==== Dataset extract ====
PR #545, opened 2019-04-01
DO NOT MERGE: First pass logging config update

michaelbausor:
@andreamlin @lukesneeringer @chrisdunelm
====
All of the data above should be written out again word for word.

PR #545, opened 2019-04-01
DO NOT MERGE: First pass logging config update

michaelbausor:
@andreamlin @lukesneeringer @chrisdunelm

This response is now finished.